Here, we rewrite this expression as the sum of the marginal entropies, and extend the definition of $I$ to use generalized Rényi entropies

\[I^{q}(X; Y) = H^{q}(X) + H^{q}(Y) - H^{q}(X, Y),\]

where $H^{q}(\cdot)$ is the generalized Renyi entropy of order $q$, i.e., the `genentropy`

function from Entropies.jl.

## Synthetic systems example

In this example we generate realizations of two different systems where we know the strength of coupling between the variables. Our aim is to compute mutual information $I(X; Y)$ between time series of each variable and assess how the magnitude of $I(X; Y)$ changes as we change the strength of coupling between $X$ and $Y$.

### Defining the systems

Here we implement two of the example systems that come with the CausalityTools.jl package:

- A stochastic system consisting of two unidirectionally coupled first-order autoregressive processes (
`ar1_unidir`

) - A deterministic, chaotic system consisting of two unidirectionally coupled logistic maps (
`logistic2_unidir`

)

We use the default input parameter values (see `ar1_unidir`

and `logistic2_unidir`

for details) and below we toggle only the random initial conditions and the coupling strength parameter `c_xy`

. For each value of `c_xy`

we generate 1,000 unique realizations of the system and obtain 500-point time series of the coupled variables.
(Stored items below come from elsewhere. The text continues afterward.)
Issue #975, opened 2015-03-18
psci: browse does not include data constructors


hdgarrood:
Arguably `:browse` in psci should include data constructors.

hdgarrood:
It also does not include type class members.

hdgarrood:
And I guess it should include types, type classes, and instances, too? Maybe some of these things would be better done by `:info`, when we get around to it.

PR #1515, opened 2015-10-10
including data constructors, data and type declarations in psci :browse command #975

soupi:
[before](http://lpaste.net/142718) -> [after](http://lpaste.net/142693)

this is related to issue #975


paf31:
Thanks, I'll try to review this over the weekend.

For now, could you please add your licensing terms to [this file](https://github.com/purescript/purescript/blob/master/CONTRIBUTORS.md) as part of this PR? Thanks.

psci/PSCi.hs
```diff
@@ -380,17 +381,50 @@ printModuleSignatures :: P.ModuleName -> P.Environment -> PSCI ()
...
-        findType envNames m@(_, mIdent) = (mIdent, M.lookup m envNames)
-        showType :: (P.Ident, Maybe (P.Type, P.NameKind, P.NameVisibility)) -> String
-        showType (mIdent, Just (mType, _, _)) = show mIdent ++ " :: " ++ P.prettyPrintType mType
-        showType _ = error "The impossible happened in printModuleSignatures."
+                  _ -> do
+                    (outputStr   . unlines . sort . mapMaybe (showType typeSynonymsEnv . findType typesEnv)) moduleTypes
+                    (outputStr   . unlines . map showDataConstructor . sortBy compareDatatypes . map (findDataConstructor dataConstructorsEnv)) moduleDataConstructors
+                    (outputStrLn . unlines . sort . map (showNameType . findNameType namesEnv)) moduleNamesIdent
+
+  where findNameType :: M.Map (P.ModuleName, P.Ident) (P.Type, P.NameKind, P.NameVisibility) -> (P.ModuleName, P.Ident) -> (P.Ident, Maybe (P.Type, P.NameKind, P.NameVisibility))
```
paf31: Could you please add a space between declarations here? I think it will make it slightly easier to read. Also, to be consistent with other code, please align the declarations with the `where`.

psci/PSCi.hs
```diff
@@ -380,17 +381,50 @@ printModuleSignatures :: P.ModuleName -> P.Environment -> PSCI ()
 printModuleSignatures moduleName env =
   PSCI $ let namesEnv = P.names env
              moduleNamesIdent = (filter ((== moduleName) . fst) . M.keys) namesEnv
+             typesEnv = P.types env
```
paf31: Why not use `RecordWildcards` to bring these into scope all at once?

psci/PSCi.hs
```diff
@@ -380,17 +381,50 @@ printModuleSignatures :: P.ModuleName -> P.Environment -> PSCI ()
...
+             typeSynonymsEnv = P.typeSynonyms env
+             moduleTypes = (filter (\(P.Qualified maybeName _) -> maybeName == Just moduleName) . M.keys) typesEnv
+             dataConstructorsEnv = P.dataConstructors env
+             moduleDataConstructors = (filter (\(P.Qualified maybeName _) -> maybeName == Just moduleName) . M.keys) dataConstructorsEnv
              in case moduleNamesIdent of
```
paf31: This check is too restrictive now.

paf31: Why not factor this into a function which produces a list, and then a function which renders it? Then you can write this check using `null`.

psci/PSCi.hs
```diff
@@ -380,17 +381,50 @@ printModuleSignatures :: P.ModuleName -> P.Environment -> PSCI ()
...
-        showType :: (P.Ident, Maybe (P.Type, P.NameKind, P.NameVisibility)) -> String
-        showType (mIdent, Just (mType, _, _)) = show mIdent ++ " :: " ++ P.prettyPrintType mType
-        showType _ = error "The impossible happened in printModuleSignatures."
+                  _ -> do
+                    (outputStr   . unlines . sort . mapMaybe (showType typeSynonymsEnv . findType typesEnv)) moduleTypes
+                    (outputStr   . unlines . map showDataConstructor . sortBy compareDatatypes . map (findDataConstructor dataConstructorsEnv)) moduleDataConstructors
+                    (outputStrLn . unlines . sort . map (showNameType . findNameType namesEnv)) moduleNamesIdent
+
+  where findNameType :: M.Map (P.ModuleName, P.Ident) (P.Type, P.NameKind, P.NameVisibility) -> (P.ModuleName, P.Ident) -> (P.Ident, Maybe (P.Type, P.NameKind, P.NameVisibility))
+        findNameType envNames m@(_, mIdent) = (mIdent, M.lookup m envNames)
```
paf31: Consider using `M.mapWithKey` instead of mapping and looking up each key.

psci/PSCi.hs
```diff
@@ -380,17 +381,50 @@ printModuleSignatures :: P.ModuleName -> P.Environment -> PSCI ()
...
+        showNameType :: (P.Ident, Maybe (P.Type, P.NameKind, P.NameVisibility)) -> String
+        showNameType (mIdent, Just (mType, _, _)) = P.showIdent mIdent ++ " :: " ++ P.prettyPrintType mType
+        showNameType _ = error "The impossible happened in printModuleSignatures."
+        findDataConstructor :: M.Map (P.Qualified P.ProperName) (P.DataDeclType, P.ProperName, P.Type, [P.Ident]) -> P.Qualified P.ProperName -> (P.Qualified P.ProperName, Maybe (P.DataDeclType, P.ProperName, P.Type, [P.Ident]))
+        findDataConstructor envDataCons name = (name, M.lookup name envDataCons)
+        compareDatatypes :: (P.Qualified P.ProperName, Maybe (P.DataDeclType, P.ProperName, P.Type, [P.Ident])) -> (P.Qualified P.ProperName, Maybe (P.DataDeclType, P.ProperName, P.Type, [P.Ident])) -> Ordering
+        compareDatatypes (_, Just (_, dtName1, _, _)) (_, Just (_, dtName2, _, _)) = dtName1 `compare` dtName2
```
paf31: Consider using `comparing`.

psci/PSCi.hs
```diff
@@ -380,17 +381,50 @@ printModuleSignatures :: P.ModuleName -> P.Environment -> PSCI ()
...
+            (Just (_, P.TypeSynonym), Just (_, dtType)) ->
+                Just ("type " ++ P.runProperName name ++ " = " ++ P.prettyPrintType dtType)
+
+            (Just (_, P.DataType _ pt), _) ->
+                Just ("data " ++ P.runProperName name ++ if null pt then "" else " = " ++ printCons pt)
+
+            _ ->
+              Nothing
+
+          where printCons pt = intercalate " | " (map (\(cons,idents) -> unwords (P.runProperName cons : map prettyPrintType idents)) pt)
```
paf31: There might be some duplication with `psc-docs` here. Perhaps this can be made into common code?

paf31:
Looks good, thanks. I added some comments.

Also, as I mentioned on IRC, `prettyPrintType` will change in 0.7.5 to render types over multiple lines, so we should consider using the `boxes` library here too. It might be good to rebase your branch from `box-errors`, since that branch is ready, and will probably be merged before this one.

soupi:
tried to make some changes and add `boxes` support. here is the new "[after](http://lpaste.net/4596355708189933568)"

tfausak:
:+1:

paf31:
@soupi Could you please rebase this? I have a few more comments but I'd like to get it merged before 0.7.6 if possible. Thanks!

soupi:
@paf31 pulled from master :)

psci/PSCi.hs
```diff
@@ -376,20 +378,66 @@ handleTypeOf val = do
...
+        showDataConstructor _ = P.internalError "The impossible happened in printModuleSignatures."
+
+        findType :: M.Map (P.Qualified P.ProperName) (P.Kind, P.TypeKind) -> P.Qualified P.ProperName -> (P.Qualified P.ProperName, Maybe (P.Kind, P.TypeKind))
+        findType envTypes name = (name, M.lookup name envTypes)
+
+        showType :: M.Map (P.Qualified P.ProperName) ([(String, Maybe P.Kind)], P.Type) -> (P.Qualified P.ProperName, Maybe (P.Kind, P.TypeKind)) -> Maybe String
+        showType typeSynonymsEnv (n@(P.Qualified _ name), typ) =
+          case (typ, M.lookup n typeSynonymsEnv) of
+            (Just (_, P.TypeSynonym), Just (typevars, dtType)) ->
+                Just (Box.render $ Box.text ("type " ++ P.runProperName name ++ concatMap ((' ':) . fst) typevars) Box.// Box.moveRight 2 (Box.text "=" Box.<+> P.typeAsBox dtType))
```
paf31: Consider using `unwords` instead of `concatMap` here?

psci/PSCi.hs
```diff
@@ -376,20 +378,66 @@ handleTypeOf val = do
...
+            _ ->
+              Nothing
+
+          where printCons pt =
+                    Box.vcat Box.left $
+                    map (Box.moveRight 2) $
+                    mapFirstRest (Box.text "=" Box.<+>) (Box.text "|" Box.<+>) $
+                    map (\(cons,idents) -> (Box.text (P.runProperName cons) Box.<> Box.hcat Box.left (map prettyPrintType idents))) pt
+
+                prettyPrintType t@(P.TypeApp _ _) = Box.text " (" Box.<> P.typeAsBox t Box.<> Box.text ")"
```
paf31: `typeAtomAsBox`?

psci/PSCi.hs
```diff
@@ -376,20 +378,66 @@ handleTypeOf val = do
...
+
+            (Just (_, P.DataType typevars pt), _) ->
+                Just $ Box.render (Box.text ("data " ++ P.runProperName name ++ concatMap ((' ':) . fst) typevars) Box.// printCons pt)
+
+            _ ->
+              Nothing
+
+          where printCons pt =
+                    Box.vcat Box.left $
+                    map (Box.moveRight 2) $
```
paf31: Maybe just `moveRight` the result of `vcat` and avoid an extra `map`?

psci/PSCi.hs
```diff
@@ -376,20 +378,66 @@ handleTypeOf val = do
...
-        showType :: (P.Ident, Maybe (P.Type, P.NameKind, P.NameVisibility)) -> String
-        showType (mIdent, Just (mType, _, _)) = show mIdent ++ " :: " ++ P.prettyPrintType mType
-        showType _ = P.internalError "The impossible happened in printModuleSignatures."
+printModuleSignatures moduleName (P.Environment {..}) =
+  PSCI $ let moduleNamesIdent = (filter ((== moduleName) . fst) . M.keys) names
+             moduleTypes = (filter (\(P.Qualified maybeName _) -> maybeName == Just moduleName) . M.keys) types
+             moduleDataConstructors = (filter (\(P.Qualified maybeName _) -> maybeName == Just moduleName) . M.keys) dataConstructors
+
+         in do
+           printModule's "types"             (sort . mapMaybe (showType typeSynonyms . findType types)) moduleTypes
```
paf31: I think it would be nice if we could make only one call to `outputStrLn` here, and combine all of the text into one `Box` first, instead of calling `outputStrLn` once for each entry.

psci/PSCi.hs
```diff
@@ -376,20 +378,66 @@ handleTypeOf val = do
...
+           printModule's "data constructors" (map showDataConstructor . sortBy compareDatatypes . map (findDataConstructor dataConstructors)) moduleDataConstructors
+           printModule's "functions"         (sort . map (showNameType . findNameType names)) moduleNamesIdent
+           outputStrLn   ""
+
+
+  where printModule's what _  [] = outputStrLn $ "This module '" ++ P.runModuleName moduleName ++ "' does not export " ++ what ++ ".\n"
```
paf31: I'm not sure we need to say this. Why not just print the entries if they're there?

paf31:
Could you please paste the latest output for something like `Prelude`?

psci/PSCi.hs
soupi: wasn't sure exactly how to use unwords here, did you mean something like `(' ':) . unwords . map fst` ?

soupi:
[This](http://lpaste.net/145159) is the latest output for `Prelude` and my own [`Main`](http://lpaste.net/167099361963016192).

soupi:
[Here](http://lpaste.net/145178) is the new output on `Prelude` and `Main`. Showing type class definitions and distinguishing between `data` and `newtype`.

paf31:
This looks great, but just three small points:

- There is no break between classes and types, but there is a break between items in each of those groups, which looks a little odd. I'd rather both have breaks, or just have breaks between groups.
- You might like to trim whitespace from the ends of lines, like I do with the errors, so that you don't get weird wrapping errors with wide output.
- This appears in the output when I `:browse Prelude`:

```purescript
data Ordering                                                         
  = LT                                                                
  | GT                                                                
  | EQ               
                                                  
EQ :: Ordering                                               
GT :: Ordering                                              
LT :: Ordering  
```

I don't think we need both representations of the constructors.

paf31:
Closing as duplicate.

### Estimating mutual information

Here we use the binning-based `VisitationFrequency`

estimator. We summarize the distribution of $I(X; Y)$ values across all realizations using the median and quantiles encompassing 95 % of the values.

```
using CausalityTools, Statistics, Plots
# Span a range of x-y coupling strengths
c = 0.0:0.1:1.0
# Number of observations in each time series
npts = 500
# Number of unique realizations of each system
n_realizations = 1000
# Get MI for multiple realizations of two systems,
# saving three quantiles for each c value
mi = zeros(length(c), 3, 2)
# Define an estimator for MI
b = RectangularBinning(4)
mi_estimator = VisitationFrequency(b)
for i in 1 : length(c)
tmp = zeros(n_realizations, 2)
for k in 1 : n_realizations
# Obtain time series realizations of the two 2D systems
# for a given coupling strength and random initial conditions
lmap = trajectory(logistic2_unidir(u₀ = rand(2), c_xy = c[i]), npts - 1, Ttr = 1000)
ar1 = trajectory(ar1_unidir(u₀ = rand(2), c_xy = c[i]), npts - 1)
# Compute the MI between the two coupled components of each system
tmp[k, 1] = mutualinfo(lmap[:, 1], lmap[:, 2], mi_estimator)
tmp[k, 2] = mutualinfo(ar1[:, 1], ar1[:, 2], mi_estimator)
end
# Compute lower, middle, and upper quantiles of MI for each coupling strength
mi[i, :, 1] = quantile(tmp[:, 1], [0.025, 0.5, 0.975])
mi[i, :, 2] = quantile(tmp[:, 2], [0.025, 0.5, 0.975])
end
# Plot distribution of MI values as a function of coupling strength for both systems
plot(c, mi[:, 2, 1], label = "2D chaotic logistic maps", lc = "black",
ribbon = (mi[:, 2, 1] - mi[:, 1, 1], mi[:, 3, 1] - mi[:, 2, 1]), c = "black", fillalpha = 0.3,
legend = :topleft)
plot!(c, mi[:, 2, 2], label = "2D order-1 autoregressive", lc = "red",
ribbon = (mi[:, 2, 2] - mi[:, 1, 2], mi[:, 3, 2] - mi[:, 2, 2]), c = "red", fillalpha = 0.3)
xlabel!("Coupling strength")
ylabel!("Mutual information")
```

`"/home/runner/work/CausalityTools.jl/CausalityTools.jl/docs/build/mutualinfo_example.svg"`

As expected, $I(X; Y)$ increases with coupling strength in a system-specific manner.